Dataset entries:
PR #2826, opened 2017-07-13
[release/1.1] Add AppleCrypto shim as a direct NETCore.App dependency for servicing

bartonjs:
runtime.native.System.Security.Cryptography.Apple is an indirect
dependency, so building new versions of it out of CoreFX doesn't result
in the tooling pushing it to a higher minimum version when we service it.

This change adds the oldest 4.3.1-servicing package as a direct dependency,
and the version will roll forward via the normal upgrade-to-newer-builds
process.


pkg/projects/Microsoft.NETCore.App/project.json
```diff
@@ -42,6 +42,7 @@
     "System.Threading.ThreadPool": "4.3.0",
     "Microsoft.DiaSymReader.Native": "1.4.1",
     "Libuv": "1.9.1",
+    "runtime.native.System.Security.Cryptography.Apple": "4.3.1-servicing-25511-01",
```
bartonjs: I notice that System.Net.Http and System.Diagnostics.DiagnosticSource are both frozen at an older build number.  Microsoft.NETCore.Runtime.CoreCLR was the last version bump (several days ago), but this package didn't exist at 25505-01.

Do I need to wait until we re-baseline 1.1 on 25511-01 or higher?

weshaggard: Those look like the slipped in after our last release. They should be marked as stable. Can you please update them to remove the pre-release identifier for those. Essentially revert https://github.com/dotnet/core-setup/commit/225035b171bfa82816be22d9d5f7364e7e34d375.

weshaggard:
test Ubuntu16.04 x64 Release Build

PR #2827, opened 2017-07-13
Only symbol-sign and index symbol packages

dagood:
Change the glob pattern to only match `*.symbols.nupkg`, and run EmbedIndex once per symbols.nupkg to avoid its directory-listing behavior.


publish/publish.proj
```diff
@@ -162,7 +162,7 @@
 	       copying them to the indexed directory -->
       <PublishDirectory Condition="'$(WindowsSdkDir)' == ''">$(DownloadDirectory)</PublishDirectory>
       <!-- list of packages that we want to embed symbol signatures in -->
-      <SymbolPackagesToPublishGlob Condition="'$(SymbolPackagesToPublishGlob)' == ''">$(DownloadDirectory)/**/*.nupkg</SymbolPackagesToPublishGlob>
+      <SymbolPackagesToPublishGlob Condition="'$(SymbolPackagesToPublishGlob)' == ''">$(DownloadDirectory)/**/*.symbols.nupkg</SymbolPackagesToPublishGlob>
```
dagood: This is a property, not an item like I assumed. Fixing.

weshaggard: Does anything else use this property that might be affected?

dagood: In BuildTools, this is used to decide which zips to make signed catalogs for. Nowhere else, according to searches.

weshaggard: Why not just change it to an item group directly in the target below then?

publish/publish.proj
```diff
@@ -182,12 +182,20 @@
   </Target>
 
   <Target Name="SignSymbolPackages" DependsOnTargets="InjectSignedSymbolCatalogIntoSymbolPackages" Condition="'$(WindowsSdkDir)' != ''">
-    <PropertyGroup>
-      <PowerShellExe Condition=" '$(PowerShellExe)'=='' ">powershell.exe</PowerShellExe>
-      <EmbedIndexScriptLocation Condition=" '$(EmbedIndexScriptLocation)'=='' ">$(VsoToolsDir)\scripts\DotNet-Trusted-Publish\Embed-Index.ps1</EmbedIndexScriptLocation>
-    </PropertyGroup>
+    <ItemGroup>
+      <SymbolPackagesToEmbedIndex Include="$(SymbolPackagesToPublishGlob)" />
```
weshaggard: I would move the glob directly here, esspecially now that you are doing some filtering that depends on the same paths below with NormalPackagesToNotEmbedIndex.

dagood: I'll look at moving them into the same target, but I think they'll both need to be here because the symbol package glob is used by the BuildTools targets.

dagood:
PTAL, I think it's in a reasonable state now. I've only been doing local testing of `SignSymbolPackages` and its dependencies, however--I would appreciate help with broader-scope tests.

publish/publish.proj
```diff
@@ -181,13 +179,32 @@
...
+
+  <Target Name="SignSymbolPackages"
+          DependsOnTargets="FindDownloadedPackagesForSigning;InjectSignedSymbolCatalogIntoSymbolPackages"
+          Condition="'$(WindowsSdkDir)' != ''">
+    <ItemGroup>
+      <EmbedIndexArgPairs Include="@(SymbolPackagesToEmbedIndex -> '%(Identity) $(PublishDirectory)%(Filename)%(Extension)')" />
+    </ItemGroup>
+
+    <!-- Inline the EmbedIndex.ps1 script used in CoreFX and CoreCLR: directly call EmbedIndex. -->
+    <Exec Command="$(DotNetToolDir)\dotnet $(EmbedIndexToolDir)\tools\EmbedIndex.dll %(EmbedIndexArgPairs.Identity)" />
```
crummel: I think you'll need changes in the Publish pipeline json to pass `DotNetToolDir` and `EmbedIndexToolDir`.  You should be able to reuse `DotnetCliPath` from BuildTools instead of `DotNetToolDir`.

crummel: Currently we pass in `VsoToolsDir` so you can probably replace that with `EmbedIndexToolDir`.

dagood: Hmm, my logic is that `EmbedIndex.ps1` takes `EmbedIndexToolDir` and `DotNetToolDir` from env, so msbuild should have it in its env, too.

I'm not comfortable making the change to use Core-Setup's CLI rather than the downloaded one due to potential version differences. (In the future, when EmbedIndex becomes a real part of buildtools, this won't be an issue.)

dagood: I can go ahead and pass them explicitly--no real harm in that.

crummel: Ah, that makes sense on CLI.  Sounds good on passing them in - I think we've been preferring that to depending on the environment more lately anyway.  It's generally easier to see what's going on too.

publish/publish.proj
dagood: Sorry, missed this comment. Currently, it has to be a property because BuildTools expects it to be to run some of its targets. I don't think I properly anticipated how Core-Setup was going to use this functionality.

dagood:
@weshaggard I couldn't implement your suggestion, but I think this is somewhat better until we get buildtools improvements. Does this look ok to merge?

publish/publish.proj
weshaggard: We should definitely avoid depending on env variables but aren't these setup from the root dir.props? Why wouldn't we have them already defined?

weshaggard:
>@weshaggard I couldn't implement your suggestion, but I think this is somewhat better until we get buildtools improvements. Does this look ok to merge?

Yeah that's fine.

publish/publish.proj
dagood: They are set as VSTS vars using VSTS logging commands in `Fetch-Tool.ps1` (from the BuildPipeline repo), then they're available in build definition steps and injected into the environment for later steps. This same kind of thing happens in CoreFX, except that the `Fetch-Tool.ps1` output vars are used in other build definition steps rather than inside msbuild. Adding the `/p:Foo=$(Foo)` doesn't change much, but at least it's an explicit link.

This will all get better and less confusing when EmbedIndex is shipped with BuildTools rather than downloaded by some external script.

dagood:
Thanks, merging, and I'll keep an eye on it.

publish/publish.proj
weshaggard: I think I'm still missing something. Why wouldn't the publish.proj not just use the CLI that we initialize via init-tools? Or is it that the publish step doesn't do the normal setup, which I could believe.

dagood: It could use the init-toolsed CLI, and that would probably work just fine. I just don't want to needlessly rock the boat with this change: `Fetch-Tool.ps1` already gets its own CLI that historically we've always run EmbedIndex on. (And it will get this extra CLI whether we use it or not.) I want to just leave this alone for now until we can trim out all this stuff when shipping EmbedIndex via BuildTools.

dagood:
Looks like this worked: a build I kicked off was successful, and https://dotnet.myget.org/feed/dotnet-core/package/nuget/runtime.win-x64.Microsoft.NETCore.DotNetHostPolicy/2.1.0-preview2-25513-03 is showing good package contents. The logs also showed that EmbedIndex was only running on symbol packages.

PR #2854, opened 2017-07-18
Adding a mutex when selecting a directory index: SDK Muxer tests

ghost:
Steve Harter had stated that it is possible for a multi-threaded test-run to pick the same directory ID for more than one test instance. Therefore, we should lock the code that chooses the ID down to one thread.

Refer to line nos: 5, 13, & 446-463

@dotnet/dotnet-cli


johnbeisner:
@wtgodbe 
@steveharter

PR #2856, opened 2017-07-18
Fix local build for UWPHost 

zamont:
Fix this by adding header files from CoreCLR repo. This is where mscoree.h originated from, so additional header files should be fine.


zamont:
PTAL @chcosta @nattress @eerhardt

Issue #3455, opened 2017-11-24
Dotnet-Host RPM package upgrade removes symbolic link


rakeshsinghranchi:
## Steps to reproduce
Install dotnet-host-2.0.0 rpm package
Install dotnet-host-2.0.x rpm package

## Expected  behavior
dotnet-host payload should be upgraded
dotnet-host symbolic link should be preserved

## Actual behavior
dotnet-host symbolic link is removed as part of dotnet-host-2.0.0 uninstall step.

## Environment data

CRCinAU:
Duplicating my comment from the referenced issue for how we handle this issue when using a .spec file to build the RPM:

Hrrrm - in the .spec world, you'd do something like this:
```
%preun
if [ $1 = 0 ]; then
   unlink /usr/bin/dotnet
fi
```
This roughly translates to: If we're uninstalling (hence %preun), and we don't have any newer version installed, run the script.

Running a complete script file in what I assume is the %post or %preun sections of the RPM installation - I'm not sure there is an easy way to achieve the same - unless you can pass the same $1 to the script and evaluate it in said script...

PR #3467, opened 2017-11-29
Fix upgrade issue where symbolic link for dotnet-host rpm package gets removed

rakeshsinghranchi:
Fixes : https://github.com/dotnet/core-setup/issues/3455

More details : http://meinit.nl/rpm-spec-prepostpreunpostun-argument-values

### DIFF
--- a/src/pkg/packaging/rpm/scripts/after_remove_host.sh
+++ b/src/pkg/packaging/rpm/scripts/after_remove_host.sh
@@ -3,5 +3,8 @@
 # Copyright (c) .NET Foundation and contributors. All rights reserved.
 # Licensed under the MIT license. See LICENSE file in the project root for full license information.
 #
-echo "Removing dotnet host symbolic link"
-unlink /usr/bin/dotnet
+# Run the script only when newer version is not installed. Skip during package upgrade 
+if [ $1 = 0 ]; then
+   echo "Removing dotnet host symbolic link"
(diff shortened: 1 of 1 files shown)


src/pkg/packaging/rpm/scripts/after_remove_host.sh
```diff
@@ -3,5 +3,8 @@
 # Copyright (c) .NET Foundation and contributors. All rights reserved.
 # Licensed under the MIT license. See LICENSE file in the project root for full license information.
 #
-echo "Removing dotnet host symbolic link"
-unlink /usr/bin/dotnet
+# Run the script only when newer version is not installed. Skip during package upgrade 
+if [ $1 = 0 ]; then
```
eerhardt: (nit) I think it reads easier if you give a name to the arguments.  That way someone doesn't have to look up what the `$1` arg is.

See 

https://github.com/dotnet/core-setup/blob/eef6a7b1fe6883bee0aa967eb1a434c19f6990f4/src/pkg/packaging/osx/sharedhost/scripts/postinstall#L7-L8

As an example.

rakeshsinghranchi: This is by design. Fedora guidance for spec file specifies the variable as $1 . See https://fedoraproject.org/wiki/Packaging:Scriptlets

PR #3472, opened 2017-11-29
Add condition on BuildCustomTasks to not build in offline build

dseefeld:
With the OfflineBuild, tasks are already present in the tarball, so they don't need to be built again.  Adding a condition on BuildCustomTasks to only build when OfflineBuild isn't set.

### DIFF
--- a/build.proj
+++ b/build.proj
@@ -55,7 +55,7 @@
                       Overwrite="True" />
   </Target>
 
-  <Target Name="BuildCustomTasks">
+  <Target Name="BuildCustomTasks" Condition="'$(DotNetBuildOffline)' != 'true'" >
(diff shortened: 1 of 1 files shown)


build.proj
```diff
@@ -55,7 +55,7 @@
                       Overwrite="True" />
   </Target>
 
-  <Target Name="BuildCustomTasks">
+  <Target Name="BuildCustomTasks" Condition="'$(DotNetBuildOffline)' != 'true'" >
```
weshaggard: Is it safe to assume these already exist in offline mode? Should we instead do some other condition based on their existence?

dseefeld: It is save to assume that they already exists.  They're being built into the Tools directory, which gets copied into the tarball.  If they don't exist, there's a problem with the original build.

weshaggard: I guess it isn't clear to me that DotNetbuildOffline is only going to be used in the context of the tar-ball. I would expect it to also work on a git repo that I didn't want to restore things from the network.

PR #3484, opened 2017-12-01
Update CoreCLR and Jit version

safern:
cc: @weshaggard


safern:
Merging to unblock the builds.

Issue #3325, opened 2017-10-18
[Proposal] : Enable building distro agnostic Debs and RPMs for Dotnet Runtime and upstream packages


rakeshsinghranchi:
**Problem :**
Building native installer for a new distro ( and/or version ) is extremely difficult as it requires changes in all the repos where Dotnet installers are produced ( Runtime|Aspnetcore|SDK ).

**Description:**
As of today , .NET Core builds Distro and Version specific Debs (Ubuntu 14.04, 16.04, & 17.04, Debian 8 & 9 ) and RPMs for Runtime, SDK and Aspnetcore . Dotnet Core Runtime , SDK and Aspnetcore packages are built in their respective repo. SDK package exhibits dependency on Runtime and Aspnetcore packages. Runtime package carries portable payload and exhibits system dependencies.These system dependencies ( or packages ) are Distro/version dependent ( for .e.g libss1.0.2 in Debian.9 and libssl1.0.0 in debian.8) .  Thus, it is the forcing factor to build distro and version specific runtime deb packages and thus, upstream packages. 

**Currently :** 
dotnet-host **-->**  libc6 
dotnet-hostfxr **-->** depends on dotnet-host  and libc6
dotnet-runtime **-->** depends on dotnet-hostfxr and [ distro and version specific system packages including libicuxx and libssl1.x.x] 
dotnet-sdk **-->** dotnet-runtime, aspnetcore-store

**Proposal :** 
**[new]** dotnet-runtime-deps **-->** depends on system packages [distro specific system packages like libicuxx and libssl1.x.x]
dotnet-host **-->** depends on dotnet-runtime-deps
dotnet-hostfxr --> depends on dotnet-host
dotnet-runtime --> depends on dotnet-hostfxr 
dotnet-sdk --> depends on dotnet-runtime,aspnet-store

**Solution:**
Build dotnet-runtime-deps package for each Distro & Version . Package name should be Distro/Version diagnostic . Dotnet Runtime ( dotnet-host package specifically ) exhibits dependency on this package and rest all upstream packages are built only once for each package type ( one deb and one rpm ) .

This will enable us to add new distro installer by just building the corresponding dotnet-runtime-deps package and there would be no change required in the upstream branches. During package upload to distro repo feeds, common Runtime and upstream packages will be uploaded along with matching dotnet-runtime-deps package. 

**Feed upload to a distro would include for e.g ubuntu14.04 :**

**Runtime:**
[...]

PR #3487, opened 2017-12-02
Enable building distro agnostic runtime Deb packages

rakeshsinghranchi:
This work is based on https://github.com/dotnet/core-setup/issues/3325  for Debian based packages. 

We have been building runtime-deps pacakage for each supported debian based distro. This work enables exhibiting dependency on runtime-deps package and removing system dependencies from other runtime packages ( host, hostfxr and runtime ). Looking at https://github.com/dotnet/core-setup/issues/3325 for benefits.

PR contains : 
1. Pre-defined distro specific config files for building runtime-deps package. This package exhibits dependency on system packages. Note that package name is distro agnostic.
2. dotnet-host package exhibits dependency on runtime-deps package. 
3. dotnet-host,dotnet-hostfxr and dotnet-runtime deb packages will not more exhibit system dependencies. Thus, making them distro agnostic. Also, these packages are built only once and package names do not carry host version in it.
4. All runtime-deps are built in ubuntu14.04 docker image and uses Outputrid to generated distro specific packages. Thus, cleaned up unnecessary distro specific variables from build definition
5. Removed DebRepoFeed upload related variables from build definition


Petermarcu:
@weshaggard this is related to the build times we were talking about today.

rakeshsinghranchi:
cc @leecow , @wli3

eerhardt:
Are we going to make the same changes to the .NET Core SDK .deb installers?

cc @livarcocc

tools-local/setuptools/dotnet-deb-tool/tool/templates/debian/control
```diff
@@ -13,7 +13,7 @@ Homepage: {HOMEPAGE}
 
 Package: {PACKAGE_NAME}
 Architecture: {ARCH}
-Depends: ${{shlibs:Depends}}, ${{misc:Depends}}{DEPENDENT_PACKAGES}
+Depends: {DEPENDENT_PACKAGES}
```
eerhardt: What does this change do?

src/pkg/packaging/deb/dotnet-sharedhost-debian_config.json
```diff
@@ -28,6 +28,11 @@
...
     },
 
+    "debian_dependencies":{
+         "%RUNTIME_DEPS_DEBIAN_PACKAGE_NAME%" : {
+         "package_version": "%RUNTIME_DEPS_VERSION%"}
```
eerhardt: (nit) the whitespacing here seems off.  This should be tabbed over one since it is a child of `"%RUNTIME_DEPS_DEBIAN_PACKAGE_NAME%"`

src/pkg/packaging/deb/package.targets
```diff
@@ -41,8 +46,13 @@
                             BuildDebs;"
           Condition="'$(BuildDebPackage)'=='true'" />
 
+  <!-- Build only on Ubuntu14.04 -->
+  <Target Name="GenerateRuntimeDebs" 
+          DependsOnTargets="$(RuntimeDebsDependsOn)"
+          Condition="'$(PackageTargetRid)' == 'ubuntu.14.04-x64'" />
```
eerhardt: Why encode this into the build scripts?  That makes it hard for someone who only has an ubuntu 16 machine develop and test in this area.

Instead, I think we should have a boolean property here that gets passed in by the build definition.

src/pkg/packaging/deb/package.targets
```diff
@@ -9,6 +9,11 @@
                                     $(PackageTargetRid.StartsWith('debian'))">true</IsDebianBasedDistro>
     <BuildDebPackage Condition="'$(IsDebianBasedDistro)' == true and '$(TargetArchitecture)' == 'x64'">true</BuildDebPackage>
     <DebianConfigJsonName>debian_config.json</DebianConfigJsonName>
+    <RuntimeDebsDependsOn>
```
eerhardt: Why split this into a separate property?  I don't think this provides any value over just putting the DependsOnTargets directly into the Target definition below.  This just adds a level of indirection that the reader has to go look for.

src/pkg/packaging/deb/package.targets
```diff
@@ -90,6 +100,12 @@
       <SharedHostTokenValue Include="%SHARED_HOST_BRAND_NAME%">
         <ReplacementString>$(SharedHostBrandName)</ReplacementString>
       </SharedHostTokenValue>
+     <SharedHostTokenValue Include="%RUNTIME_DEPS_DEBIAN_PACKAGE_NAME%">
+        <ReplacementString>$(RuntimeDependenciesDebPkgName)</ReplacementString>
+      </SharedHostTokenValue>
+      <SharedHostTokenValue Include="%RUNTIME_DEPS_VERSION%">
+        <ReplacementString>$(SharedFrameworkNugetVersion)</ReplacementString>
```
eerhardt: `SharedFrameworkNugetVersion` seems like the wrong variable here.  It should only be used when actually referencing the SharedFramework.  Here we are referencing the runtime-deps debian package.

I think this justifies its own new property, whose value get defaulted to `$(ProductVersion)`.

tools-local/setuptools/dotnet-deb-tool/tool/templates/debian/control
rakeshsinghranchi: This enables building runtime packages (host,hostfxr and runtime ) without exhibiting system dependencies by default as we are moving away all system dependencies to runtime-deps package and consolidating all the system dependencies statically in distro specific runtime-deps config file.

rakeshsinghranchi:
@dotnet-bot test Windows_NT arm Debug Build please

tools-local/setuptools/dotnet-deb-tool/tool/templates/debian/control
eerhardt: I assume you've tested installing these new installers on all our targeted platforms and it still works.  I'm not familiar enough with the way debhelper works to know if this is the right change or not - so I trust you've done the appropriate research here.

rakeshsinghranchi: Yes, I have tested installing all runtime packages on all targeted platforms. @wli3 is testing SDK with the private runtime packages to get another level of test coverage.

wli3:
Looks fine from reading the code. But I guess the only way to make sure it to run CLI against the test packages. Please give me more time to try it

wli3:
@rakeshsinghranchi please go head for merging. I tested with unzip deb, edit DEBIAN/control, repack. I can install it successfully.

PR #3492, opened 2017-12-05
Fix 1.0 dependency for 1.1.6

safern:
Fixing typo which caused to have a non-existing package dependency. 

cc: @weshaggard @livarcocc


safern:
Merged to unblock builds.

PR #3497, opened 2017-12-07
Update CoreFX package version explicitly to 4.6.0-preview1-26006-06

zamont:
We need this fix because we need to consume signed assemblies from that package


zamont:
I will merge this as soon as CI completes.

zamont:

• YOUR OBJECTIVE
Looking at the records above, how many lines contain "tested"? Answer with the number alone.

• ANSWER SPACE
3